42nd President of Bolivia
- In office 10 March 1947 – 22 October 1949
- Vice President: Mamerto Urriolagoitía
- Preceded by: Tomás Monje
- Succeeded by: Mamerto Urriolagoitía

Minister of Labor, Health, and Social Security
- In office 16 September 1943 – 20 December 1943
- President: Enrique Peñaranda
- Preceded by: Juan Manuel Balcázar
- Succeeded by: Víctor Andrade Uzquiano

Minister of War and Colonization
- In office 15 December 1932 – 30 November 1933
- President: Daniel Salamanca
- Preceded by: Joaquín Espada
- Succeeded by: José Antonio Quiroga

Minister of Development and Communications
- In office 25 October 1932 – 9 January 1933
- President: Daniel Salamanca
- Preceded by: Agustín Villegas
- Succeeded by: José G. Almaraz

Minister of Government and Justice
- In office 9 March 1932 – 25 October 1932
- President: Daniel Salamanca
- Preceded by: Luis Calvo
- Succeeded by: Demetrio Canelas

Personal details
- Born: José Enrique Hertzog Garaizábal 10 November 1897 La Paz, Bolivia
- Died: 31 July 1981 (aged 83) Buenos Aires, Argentina
- Party: Republican Socialist Unity (1946–1979)
- Other political affiliations: Genuine Republican (before 1946)
- Spouse: Edna Sánchez
- Parents: Enrique Hertzog Eduviges Garaizábal
- Education: Higher University of San Andrés
- Occupation: Physician; politician;
- Signature: Cursive signature in ink

= Enrique Hertzog =

President of Bolivia from 1947 to 1949

José Enrique Hertzog Garaizábal (Note: /es/.) (10 November 1897 – 31 July 1981) was a Bolivian physician and politician who served as the 42nd president of Bolivia from 1947 to 1949.

== Biography ==
Hertzog was born on 10 November 1897. A medical doctor by trade, Hertzog joined the Genuine Republican Party of Daniel Salamanca in the 1920s, and rose to become Minister of Public Information and Communications as well as Minister of War during the 1932–1935 Chaco War against Paraguay, which Bolivia lost.

==President of Bolivia==
In 1947 elections he ran for president on a ticket of united Republican Party (Bolivia) factions (former Saavedrists, Genuines, etc.) calling themselves Republican Socialist Unity Party (Partido de la Unión Republicana Socialista [PURS]). He won against the Liberal leader Fernando Guachalla and the reformist candidate Víctor Paz Estenssoro, who led the Movimiento Nacionalista Revolucionario (Nationalist Revolutionary Movement).

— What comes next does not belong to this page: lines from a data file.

PR #28278, opened 2023-05-24
Assisted GPS qcom

haraschax:

### DIFF
--- a/system/sensord/rawgps/rawgpsd.py
+++ b/system/sensord/rawgps/rawgpsd.py
@@ -109,6 +109,31 @@ def gps_enabled() -> bool:
   except subprocess.CalledProcessError as exc:
     raise Exception("failed to execute QGPS mmcli command") from exc
 
+def download_and_inject_assistance():
+  assist_data_file = '/tmp/xtra3grc.bin' 
+  assistance_url = 'http://xtrapath3.izatcloud.net/xtra3grc.bin'
+  try:
+    c = pycurl.Curl() 
+    c.setopt(c.URL, 'http://www.alfe.de')
+    c.setopt(c.NOBODY, 1)
+    c.perform()
+    print(c.getinfo(c.CONTENT_LENGTH_DOWNLOAD))
+    with open(assist_data_file, "wb") as fp:
+      curl = pycurl.Curl()
+      curl.setopt(pycurl.URL, assistance_url)
+      curl.setopt(pycurl.CONNECTTIMEOUT, 5)
+
+      curl.setopt(pycurl.WRITEDATA, fp)
+      curl.perform()
+      curl.close()
+  except pycurl.error as e:
+    cloudlog.exception(f'Failed to download assistance file with error: {e}')
+  if os.path.isfile(assist_data_file):
+    try:
+      subprocess.check_call(f"mmcli -m any --timeout 30 --location-inject-assistance-data={assist_data_file}", shell=True)
+    except subprocess.CalledProcessError:
+      cloudlog.exception("rawgps.mmcli_command_failed")
+
 def setup_quectel(diag: ModemDiag):
   # enable OEMDRE in the NV
   # TODO: it has to reboot for this to take effect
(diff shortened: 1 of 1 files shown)


system/sensord/rawgps/rawgpsd.py
```diff
@@ -120,13 +122,37 @@ def setup_quectel(diag: ModemDiag):
...
   # disable DPO power savings for more accuracy
   at_cmd("AT+QGPSCFG=\"dpoenable\",0")
   # don't automatically turn on GNSS on powerup
   at_cmd("AT+QGPSCFG=\"autogps\",0")
 
-  at_cmd("AT+QGPSSUPLURL=\"supl.google.com:7275\"")
+  # Do internet assistance
+  at_cmd("AT+QGPSXTRA=1")
+  assist_data_file = '/tmp/xtra3grc.bin'
+  assistance_url = 'http://xtrapath3.izatcloud.net/xtra3grc.bin'
```
adeebshihadeh, line 135: some things to consider here:
* file size sanity check before downloading. `/tmp/` is a tmpfs, so need to be careful about filling it up
* remove the file once it's uploaded to the module
* probably want some retry logic (e.g. going from wifi -> lte), and potentially put it in a thread to not block startup

system/sensord/rawgps/rawgpsd.py
```diff
@@ -120,13 +122,37 @@ def setup_quectel(diag: ModemDiag):
...
+  except pycurl.error as e:
+    cloudlog.exception(f'Failed to download assistance file with error: {e}')
+  if os.path.isfile(assist_data_file):
+    try:
+      subprocess.check_call(f"mmcli -m any --timeout 30 --location-inject-assistance-data={assist_data_file}", shell=True)
+    except subprocess.CalledProcessError:
+      cloudlog.exception("rawgps.mmcli_command_failed")
+  #at_cmd("AT+QGPSXTRADATA?")
+  time_str = datetime.utcnow().strftime("%Y/%m/%d,%H:%M:%S")
+  at_cmd(f"AT+QGPSXTRATIME=0,\"{time_str}\",1,1,1000")
```
adeebshihadeh, line 154: docs say time has to go first. perhaps ModemManager is already doing this for us in `--location-inject-assistance-data`?

system/sensord/rawgps/rawgpsd.py
```diff
@@ -120,13 +122,37 @@ def setup_quectel(diag: ModemDiag):
...
+  #at_cmd("AT+QGPSDEL=0")
 
   # disable DPO power savings for more accuracy
   at_cmd("AT+QGPSCFG=\"dpoenable\",0")
   # don't automatically turn on GNSS on powerup
   at_cmd("AT+QGPSCFG=\"autogps\",0")
 
-  at_cmd("AT+QGPSSUPLURL=\"supl.google.com:7275\"")
+  # Do internet assistance
+  at_cmd("AT+QGPSXTRA=1")
```
adeebshihadeh, line 133: should we also remove the SUPL configuration? might make it difficult to debug with multiple assistance sources

system/sensord/rawgps/rawgpsd.py
haraschax: Can’t block or put in thread since this is only possible with the gps engine off. If it fails it fails, that’s ok.

will add file size check and delete

system/sensord/rawgps/rawgpsd.py
haraschax: I tested both ways seemed the same. And no modemmanager does not not do it for us

system/sensord/rawgps/rawgpsd.py
haraschax: Yes that’s why I removed the url. I never got it to work anyway, and the other approach appears to be the standard.

adeebshihadeh: ah missed that it was deleted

Hertzog faced innumerable obstacles during his term, mostly in the form of constant rebellion from the lower sectors of society, as represented by striking miners and union workers. He was also saddled with the implacable opposition of Paz's MNR party and its allies, in addition to a declining economy. In essence, the attempt of the privileged sectors – led by Hertzog himself – to "turn back the clock" to the oligarchic pre-Chaco War status quo did not work. Rising expectations and demands from an increasingly activist and indeed, violent, popular class, combined with the unwillingness or inability of the governing elites to give concession that would undermine their power, led the country to the very brink of civil war. On 18 September 1947 he declared the state of siege.

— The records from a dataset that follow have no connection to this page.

PR #28286, opened 2023-05-24
process_replay: fix crash on segments without carParams

fredyshox:


selfdrive/test/process_replay/process_replay.py
```diff
@@ -347,10 +347,10 @@ def replay_process(cfg, lr, fingerprint=None):
 
       assert controlsState is not None and initialized, "controlsState never initialized"
 
-    CP = [m for m in lr if m.which() == 'carParams'][0].carParams
     if fingerprint is not None:
       setup_env(cfg=cfg, controlsState=controlsState, lr=lr, fingerprint=fingerprint)
     else:
+      CP = next((m.carParams for m in lr if m.which() == 'carParams'), None)
```
adeebshihadeh, line 353: some processes need carParams. can you add an assert with a good error message for that case?

fredyshox: done

PR #28290, opened 2023-05-25
car docs: store parts as dataclasses

sshane:
This is my best attempt at satisfying everything we want from the docs:
- One big enum we can import and reference (instead of importing CarHarness, CarMount, CarAccessory...)
- Ability to reference by attribute (CarPart.mount, not CarPart['mount'])
- Static so we maintain typing
- Ability to set attributes on a usage-basis of each part (what this PR adds)

Uses the name to sort parts, I'll move that out


sshane:
I don't think this is very extensible, if you want to specify the parent parts/what it comes with you have to do it for every part, duplicated every line... https://github.com/commaai/openpilot/pull/28292 might be better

Escalating repressive measures, such as arrest and deportation of many MNR leaders, only bred further discontent. When the legislative elections of 1949 confirmed the dramatic ascendancy of the parties of the Left, the PURS leadership lost trust in the relatively more conciliatory Hertzog's ability to control the situation. They forced his resignation for "reasons of (non-existing) illness" in favor of his far more combative vice-president, Mamerto Urriolagoitía.

==Later life==
A few months later Hertzog was named Bolivia's Ambassador to Spain. Following the 1952 Bolivian National Revolution that brought Paz Estenssoro's MNR party to power, the ex-President remained exiled in the Spanish capital, later moving to Buenos Aires, where he died.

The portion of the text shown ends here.